(SUPPLIED MATERIAL begins)
PR #9, opened 2023-03-10
6 add ci workflows into the GitHub directory

heevasti:


.github/workflows/github-ci.yml
```diff
@@ -0,0 +1,119 @@
...
+
+    runs-on: ubuntu-latest
+
+    steps:
+      - uses: actions/checkout@v3
+      - name: Set up Python-latest
+        uses: actions/setup-python@v4
+        with:
+          # Take latest Python 3 version
+          python-version: "3.x"
```
rbudhrani, line 31: currently QMI is officially supported for Python 3.8 onwards so we should also run these steps with the older versions

.github/workflows/python-publish.yml
```diff
@@ -0,0 +1,48 @@
+# This workflow uses actions that are not certified by GitHub.
+# They are provided by a third-party and are governed by
+# separate terms of service, privacy policy, and support
+# documentation.
+
+# GitHub recommends pinning actions to a commit SHA.
+# To get a newer version, you will need to update the SHA.
+# You can also reference a tag or branch, but the action may change without warning.
+
+name: Publish to Pypi
```
rbudhrani, line 10: `Pypi` to `PyPI`

.github/workflows/schedule-full-ci-test-main.yml
```diff
@@ -0,0 +1,153 @@
...
+        uses: actions/upload-artifact@v3
+        with:
+          name: pylint-badge
+          path: pylint.svg
+        if: ${{ always() }}
+      - name: mypy
+        run: |
+          pip install mypy
+          mypy --namespace-packages $SOURCE_DIRS | tee mypy.log
+          if [ -n "$( tail -n 1 mypy.log | grep -e '^Succes' )" ]; then RESULT="passed"; else RESULT="failed"; fi
```
rbudhrani, line 69: `Succes` to `Success`

tests/instruments/picoquant/test_library_wrapper.py
```diff
@@ -1,17 +1,15 @@
 import unittest.mock
```
rbudhrani, line 1: why did we have to remove some tests?

rbudhrani (changes requested):

.github/workflows/github-ci.yml
heevasti: I was thinking of leaving that for the "daily" checker only in https://github.com/QuTech-Delft/QMI/blob/6-add-ci-workflows-into-the-github-directory/.github/workflows/schedule-full-ci-test-main.yml. Like we have now. This to reduce the total run-time of a simple "push" action.

.github/workflows/schedule-full-ci-test-main.yml
heevasti: This matching works adequately like this so no need to add the extra 's'.

.github/workflows/python-publish.yml
heevasti: To be fixed.

tests/instruments/picoquant/test_library_wrapper.py
heevasti: License reasons. I will put the ones we can test later on, when I have the necessary licensing text in.

.github/workflows/github-ci.yml
rbudhrani: this pipeline also runs for a PR, so we should check for the different versions before merging, especially since we see outside contributors making PRs in the future. Also the master branch should be protected so now one can push to it directly

heevasti: OK, done. Added a separate workflow file for pull requests.

rbudhrani (approved):

PR #14, opened 2023-03-21
13 modify workflows to do only python latest on push branch or pull request and full ci when doing a merge

rbudhrani:


.github/workflows/pull_request.yml
heevasti, line 1: Part of this ticket was also to make this workflow to run only when the pull request is, either:
- ready for review (like now) OR
- auto merge is enabled

See the specific action options in https://docs.github.com/en/actions/using-workflows/events-that-trigger-workflows#pull_request. Now it will run each time when a push is made to this pull request. I think the best would be when the PR is made ready for review, or enabling possibly both options.

README.md
```diff
@@ -1,8 +1,8 @@
-![pylint](https://github.com/QuTech-Delft/QMI/tree/main/.github/badges/pylint.svg)
- ![mypy](https://github.com/QuTech-Delft/QMI/tree/main/.github/badges/mypy.svg)
- ![radon-cc](https://github.com/QuTech-Delft/QMI/tree/main/.github/badges/radon-cc.svg)
- ![radon-mi](https://github.com/QuTech-Delft/QMI/tree/main/.github/badges/radon-mi.svg)
- ![coverage](https://github.com/QuTech-Delft/QMI/tree/main/.github/badges/coverage.svg)
+![pylint](.github/badges/pylint.svg?sanitize=true)
+ ![mypy](.github/badges/mypy.svg)
```
heevasti, line 2: Won't these other files also eventually need this "sanitize" option? Or is this still part of the test, regarding to the fact that this is really done only at the pull request level?

.github/workflows/pull_request.yml
heevasti: I had also left these "allowed to fail" options in the workflow for testing. These could be removed now (note that mypy raises an error but it passes due to this option now). The mypy error should be fixed as in gitlab.

README.md
rbudhrani: ah yes, I was trying that out, but forgot to remove it at the end. Eventually using relative paths is what made it work and not sanitize. I'll remove the sanitize option

.github/workflows/pull_request.yml
rbudhrani: if we triggered the workflow to run on `ready_for_review` or `auto_merge_enabled` then pushing anything after these two events trigger the pipeline will not trigger the pipeline again. Don't know if this is what we want

heevasti: This is how I see the work flow sh/could go:
1. A programmer wants to make changes and creates a new branch.
2. Changes are made in the branch and pushed until the programmer and pipeline are satisfied.
3. The programmer makes a pull request of the branch, which triggers to run the "full" pipeline for the first time
4. The programmer fixes possible problems coming from the full pipeline and sets the ticket for review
(SUPPLIED MATERIAL ends)
= AIM OF THE EXERCISE =
Word for word, give the records again.

= YOUR RESPONSE =
PR #9, opened 2023-03-10
6 add ci workflows into the GitHub directory

heevasti:


.github/workflows/github-ci.yml
```diff
@@ -0,0 +1,119 @@
...
+
+    runs-on: ubuntu-latest
+
+    steps:
+      - uses: actions/checkout@v3
+      - name: Set up Python-latest
+        uses: actions/setup-python@v4
+        with:
+          # Take latest Python 3 version
+          python-version: "3.x"
```
rbudhrani, line 31: currently QMI is officially supported for Python 3.8 onwards so we should also run these steps with the older versions

.github/workflows/python-publish.yml
```diff
@@ -0,0 +1,48 @@
+# This workflow uses actions that are not certified by GitHub.
+# They are provided by a third-party and are governed by
+# separate terms of service, privacy policy, and support
+# documentation.
+
+# GitHub recommends pinning actions to a commit SHA.
+# To get a newer version, you will need to update the SHA.
+# You can also reference a tag or branch, but the action may change without warning.
+
+name: Publish to Pypi
```
rbudhrani, line 10: `Pypi` to `PyPI`

.github/workflows/schedule-full-ci-test-main.yml
```diff
@@ -0,0 +1,153 @@
...
+        uses: actions/upload-artifact@v3
+        with:
+          name: pylint-badge
+          path: pylint.svg
+        if: ${{ always() }}
+      - name: mypy
+        run: |
+          pip install mypy
+          mypy --namespace-packages $SOURCE_DIRS | tee mypy.log
+          if [ -n "$( tail -n 1 mypy.log | grep -e '^Succes' )" ]; then RESULT="passed"; else RESULT="failed"; fi
```
rbudhrani, line 69: `Succes` to `Success`

tests/instruments/picoquant/test_library_wrapper.py
```diff
@@ -1,17 +1,15 @@
 import unittest.mock
```
rbudhrani, line 1: why did we have to remove some tests?

rbudhrani (changes requested):

.github/workflows/github-ci.yml
heevasti: I was thinking of leaving that for the "daily" checker only in https://github.com/QuTech-Delft/QMI/blob/6-add-ci-workflows-into-the-github-directory/.github/workflows/schedule-full-ci-test-main.yml. Like we have now. This to reduce the total run-time of a simple "push" action.

.github/workflows/schedule-full-ci-test-main.yml
heevasti: This matching works adequately like this so no need to add the extra 's'.

.github/workflows/python-publish.yml
heevasti: To be fixed.

tests/instruments/picoquant/test_library_wrapper.py
heevasti: License reasons. I will put the ones we can test later on, when I have the necessary licensing text in.

.github/workflows/github-ci.yml
rbudhrani: this pipeline also runs for a PR, so we should check for the different versions before merging, especially since we see outside contributors making PRs in the future. Also the master branch should be protected so now one can push to it directly

heevasti: OK, done. Added a separate workflow file for pull requests.

rbudhrani (approved):

PR #14, opened 2023-03-21
13 modify workflows to do only python latest on push branch or pull request and full ci when doing a merge

rbudhrani:


.github/workflows/pull_request.yml
heevasti, line 1: Part of this ticket was also to make this workflow to run only when the pull request is, either:
- ready for review (like now) OR
- auto merge is enabled

See the specific action options in https://docs.github.com/en/actions/using-workflows/events-that-trigger-workflows#pull_request. Now it will run each time when a push is made to this pull request. I think the best would be when the PR is made ready for review, or enabling possibly both options.

README.md
```diff
@@ -1,8 +1,8 @@
-![pylint](https://github.com/QuTech-Delft/QMI/tree/main/.github/badges/pylint.svg)
- ![mypy](https://github.com/QuTech-Delft/QMI/tree/main/.github/badges/mypy.svg)
- ![radon-cc](https://github.com/QuTech-Delft/QMI/tree/main/.github/badges/radon-cc.svg)
- ![radon-mi](https://github.com/QuTech-Delft/QMI/tree/main/.github/badges/radon-mi.svg)
- ![coverage](https://github.com/QuTech-Delft/QMI/tree/main/.github/badges/coverage.svg)
+![pylint](.github/badges/pylint.svg?sanitize=true)
+ ![mypy](.github/badges/mypy.svg)
```
heevasti, line 2: Won't these other files also eventually need this "sanitize" option? Or is this still part of the test, regarding to the fact that this is really done only at the pull request level?

.github/workflows/pull_request.yml
heevasti: I had also left these "allowed to fail" options in the workflow for testing. These could be removed now (note that mypy raises an error but it passes due to this option now). The mypy error should be fixed as in gitlab.

README.md
rbudhrani: ah yes, I was trying that out, but forgot to remove it at the end. Eventually using relative paths is what made it work and not sanitize. I'll remove the sanitize option

.github/workflows/pull_request.yml
rbudhrani: if we triggered the workflow to run on `ready_for_review` or `auto_merge_enabled` then pushing anything after these two events trigger the pipeline will not trigger the pipeline again. Don't know if this is what we want

heevasti: This is how I see the work flow sh/could go:
1. A programmer wants to make changes and creates a new branch.
2. Changes are made in the branch and pushed until the programmer and pipeline are satisfied.
3. The programmer makes a pull request of the branch, which triggers to run the "full" pipeline for the first time
4. The programmer fixes possible problems coming from the full pipeline and sets the ticket for review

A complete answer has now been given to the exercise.